I've been a long-time ChatGPT user, but I'm hearing a lot about Gemini’s reasoning capabilities. Specifically for Business Analysis, how does Gemini handle long-context reasoning when analyzing annual reports or multi-year financial trends? Is the logic more consistent when dealing with complex mathematical relationships in a spreadsheet format, or is there still a high risk of calculation errors?
3 answers
For long-context tasks, Gemini currently has a distinct advantage. Its 1.5 Pro model can hold up to 2 million tokens, which is essentially an entire library of company documents. This allows it to find "needles in a haystack" across years of reports that would exceed GPT-4’s context limit. However, for pure mathematical logic, both models can still struggle with complex arithmetic. The best practice is to ask Gemini to "write and run Python code" to perform the actual calculations. This way, you rely on the AI for the reasoning and the code for the precision, which significantly reduces the margin of error in your forecasts.
Have you tried the "Advanced" version with the Google Sheets integration yet? It seems to streamline the data export process quite a bit.
Gemini's ability to browse the live web and cite sources is much more integrated than GPT's current implementation, which is huge for market research.

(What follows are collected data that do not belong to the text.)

PR #1657, opened 2025-05-26
[16.0][IMP] email_template_qweb: copy view together with template

NL66278:
Also edit the copied template inline to enhance the usability of the module. This is done with visible language selection.

This commits prevents two common errors:
- After copy and editing the qweb template from the copy, the original template is changed (as there was no copied template);
- The user edits the template, which by default shows en_US, but nothing really changes in the customer language, leading to 'weeping and gnashing of teeth'.

### DIFF
--- a/email_template_qweb/__manifest__.py
+++ b/email_template_qweb/__manifest__.py
@@ -1,4 +1,4 @@
-# Copyright 2016 Therp BV <http://therp.nl>
+# Copyright 2016,2025 Therp BV <http://therp.nl>
 # License AGPL-3.0 or later (http://www.gnu.org/licenses/agpl.html).
 {
     "name": "QWeb for email templates",
--- a/email_template_qweb/models/mail_template.py
+++ b/email_template_qweb/models/mail_template.py
@@ -1,6 +1,6 @@
-# Copyright 2016 Therp BV <http://therp.nl>
+# Copyright 2016,2025 Therp BV <http://therp.nl>
 # License AGPL-3.0 or later (http://www.gnu.org/licenses/agpl.html).
-from odoo import fields, models, tools
+from odoo import _, api, fields, models, tools
 
 
 class MailTemplate(models.Model):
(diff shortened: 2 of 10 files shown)


email_template_qweb/models/mail_template.py
```diff
@@ -1,19 +1,51 @@
...
+            this.body_view_arch = this.body_view_id.with_context(
+                lang=this.edit_language
+            ).arch
+
+    def _inverse_body_view_arch(self):
+        for this in self:
+            this.body_view_id.with_context(
+                lang=this.edit_language
+            ).arch = this.body_view_arch
+
```
hbrunn: those go below the field definitions, cf https://github.com/OCA/odoo-community.org/blob/master/website/Contribution/CONTRIBUTING.rst#37models

email_template_qweb/models/mail_template.py
```diff
@@ -1,19 +1,51 @@
...
-    body_view_arch = fields.Text(related="body_view_id.arch")
+    body_view_arch = fields.Text(
+        compute="_compute_body_view_arch",
+        inverse="_inverse_body_view_arch",
+        readonly=False,
+    )
+    edit_language = fields.Selection(
+        selection="_get_edit_language_selection",
+        default="en_US",
+        help="Set the language to edit template",
```
hbrunn: I'd suggest to make this nonstored and default to the interface language

email_template_qweb/models/mail_template.py
```diff
@@ -50,3 +82,26 @@ def generate_email(self, res_ids, fields):
...
+                # There is a body_view_id that can be copied.
+                body_default = dict(
+                    name=_("%s (copy)", self.body_view_id.name or ""),
+                )
+                new_view = self.body_view_id.copy(default=body_default)
+                default = dict(
+                    default or {},
+                    body_view_id=new_view.id,
+                )
+                default["body_view_id"] = new_view.id
```
hbrunn:
```suggestion
```

email_template_qweb/views/mail_template.xml
```diff
@@ -9,14 +9,21 @@
...
+                    />
                     <field
                         name="body_view_id"
                         attrs="{'required': [('body_type', '=', 'qweb_view')]}"
                     />
                     <field
                         name="body_view_arch"
                         widget="ace"
-                        attrs="{'required': [('body_type', '=', 'qweb_view')], 'invisible': [('body_view_id', '=', False)]}"
+                        context="{'lang': edit_language}"
```
hbrunn, line 23: do you need this given the compute and inverse functions already set it?

hbrunn (changes requested):
I'd have preferred those quite useful but very distinct features to be two commits

email_template_qweb/__manifest__.py
```diff
@@ -1,8 +1,8 @@
-# Copyright 2016 Therp BV <http://therp.nl>
+# Copyright 2016,2025 Therp BV <http://therp.nl>
 # License AGPL-3.0 or later (http://www.gnu.org/licenses/agpl.html).
 {
     "name": "QWeb for email templates",
-    "version": "16.0.1.0.0",
+    "version": "16.0.1.1.0",
```
hbrunn: it's usually better to have ocabot do this on merge time

email_template_qweb/models/mail_template.py
NL66278: I have never seen a nonstored selection field. Do you have any example?

PR #1660, opened 2025-05-28
[FIX]: remove duplicate message in mail_tracking

rbtkay:


StephaneMangin (approved):
Quick Win !

alexandregaldeano (commented):
No updates on the translation files?

mail_tracking/models/mail_tracking_email.py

I agree, Jennifer. Having real-time access to market shifts while you're drafting a strategy document is a massive productivity booster for any analyst.
Robert, I’ve just started playing with the Sheets integration. It’s helpful for pulling in live data, but the "reasoning" part still feels like it needs a bit of human oversight. I found that it occasionally misses the context of a "one-time expense" in a financial statement if I don't explicitly point it out in the prompt. It’s definitely getting better at recognizing patterns, but I wouldn't let it run my entire quarterly forecast autonomously just yet.